The trade bloc covers more than 500 million people and 15 per cent of the world’s economy. For Britain, it represents the largest trade deal it has struck since leaving the European Union (EU) more than three years ago.

Britain first announced in March it had reached an agreement to join the bloc, which was created in 2018, after more than two years of negotiations. It is the first new member to join the bloc, called the Comprehensive and Progressive Agreement for Trans-Pacific Partnership (CPTPP).

It also includes New Zealand, Australia, Brunei, Canada, Chile, Malaysia, Mexico, Peru, Singapore and Vietnam.

“We are honoured to become the CPTPP’s first new member and to join this extraordinary community of now 12 economies spanning Asia, the Pacific and now Europe,” said British Trade Minister Kemi Badenoch. “This is a modern and ambitious agreement and our membership of this exciting, growing and forward-looking bloc is proof that the U.K.’s doors are open for business.”

Ms. Badenoch said that more than half a million Britons already work for companies from the bloc’s member nations.

Shigeyuki Goto, Japan’s economic minister, said adding Britain would strengthen the bloc.

“The fact that this was done in a way that maintains the high standards of agreement sets an exemplary precedent for future accessions,” Mr. Goto said.

The deal comes as Britain pursues greater engagement with the Indo-Pacific. Critics say the deal is insignificant compared to Britain’s trade with its neighbours in the 27-nation EU.

New Zealand Prime Minister Chris Hipkins said the addition of Britain to the bloc was great news for the region.

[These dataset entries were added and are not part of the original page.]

PR #2911, opened 2023-08-08
Section headers in keybindings menu

stefanhaller:
- **PR Description**

This PR lays the groundwork for displaying non-model things (e.g. section headers or divider lines) in list views in general, then adds a Section field to MenuItem so that menu items can easily be grouped into sections, and uses this mechanism in the keybindings menu to group bindings into local and global ones.

Draft because the visual design is still ugly.


pkg/gui/controllers/list_controller.go
```diff
@@ -106,7 +106,7 @@ func (self *ListController) HandleGotoBottom() error {
 
 func (self *ListController) HandleClick(opts gocui.ViewMouseBindingOpts) error {
 	prevSelectedLineIdx := self.context.GetList().GetSelectedLineIdx()
-	newSelectedLineIdx := opts.Y
+	newSelectedLineIdx := self.viewIndexToModelIndex(opts.Y)
```
stefanhaller, line 109: When clicking on a section header, the next model item is selected instead. I think that's fine. You might prefer that nothing happens, but I think it doesn't matter much.

pkg/gui/context/menu_context.go
```diff
@@ -111,6 +113,30 @@ func (self *MenuViewModel) GetDisplayStrings(_startIdx int, _length int) [][]str
...
+	}
+
+	result := []NonModelItem{}
+	menuItems := self.FilteredListViewModel.GetItems()
+	prevSection := ""
+	for i, menuItem := range menuItems {
+		if menuItem.Section != "" && menuItem.Section != prevSection {
+			result = append(result, NonModelItem{
+				Index: i,
+				Text:  theme.MenuSectionHeaderTextStyle.Sprintf("--- %s ---", menuItem.Section),
```
stefanhaller, line 131: This is very ad hoc for now. I'm not a good UI designer, someone please tell me what this should look like. 😄 

I could imagine that we want to align the section header with the second column of the menu items (the label); or maybe we want to center the section headers horizontally. Either way, if we are drawing with a background color, we probably want the string to be padded to the viewport width. We could pass this easily into the `getNonModelItems` function.

pkg/gui/controllers/options_menu_action.go
```diff
@@ -18,23 +18,33 @@ func (self *OptionsMenuAction) Call() error {
...
 
-				return binding.Handler()
-			},
-			Key:     binding.Key,
-			Tooltip: binding.Tooltip,
-		}
-	})
+	appendBindings(local, "Local")
+	appendBindings(global, "Global")
+	appendBindings(navigation, "Navigation")
```
stefanhaller, line 47: I wasn't sure if we want a separate section for Navigation; we could also add this to the Global section, as it is now.

pkg/gui/context/menu_context.go
stefanhaller: Aligning with the second column might look best, but it's tricky because this is generic menu code, so we'd somehow have to pass the column to align to, maybe by making the MenuItem's Section field a struct that has a text and a column index to align to, or something like that. I'm not sure it's worth it.

For now I pushed a commit that centers the section headers horizontally.

pkg/gui/controllers/options_menu_action.go
jesseduffield: I like having a separate section. I'm thinking that in a separate PR we should go and do a better job breaking up the keybindings into more headings.

jesseduffield:
One issue I've noticed is that if you scroll all the way down and then scroll all the way up again, you can't see the header. Wonder how easy that is to fix

pkg/gui/context/menu_context.go
jesseduffield: Here's the (hacky) patch I'm using for that:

“Trade is not only a priority for this government, but is essential to our economic recovery, and improving the lives and livelihoods of all New Zealanders,” Mr. Hipkins said.

Since leaving the EU, Britain has also signed separate trade deals with Australia and New Zealand.

The U.S. is not part of the bloc after former president Donald Trump withdrew from its predecessor, the Trans-Pacific Partnership.

Members of the trade group also said on Sunday they were gathering information on China, Taiwan and other countries interested in joining the agreement to see whether they were able to meet the pact’s “high standards.”

Along with China and Taiwan, Ukraine, Costa Rica, Uruguay and Ecuador have also applied to join the pact. A decision on who will join and when will be made collectively.

“The membership is currently undertaking an information-gathering process on whether aspirant economies can meet the CPTPP’s high standards, taking into account their experience on their trade commitments,” the members said in a joint statement.

China’s application to join the pact is now next in line if they are dealt with in the order they were received, but the country faces a number of hurdles to be included.

The CPTPP requires countries to eliminate or significantly reduce tariffs, make strong commitments to opening services and investment markets and has rules around competition, intellectual property rights and protections for foreign companies.

Damien O’Connor, New Zealand’s trade minister who chaired this CPTPP meeting, said at a news conference there was no time frame for when any decisions on future membership would be made.

“It’s a complex area,” Mr. O’Connor said of membership applications, adding no single country’s application was discussed on Sunday. China has opposed Taiwan’s application.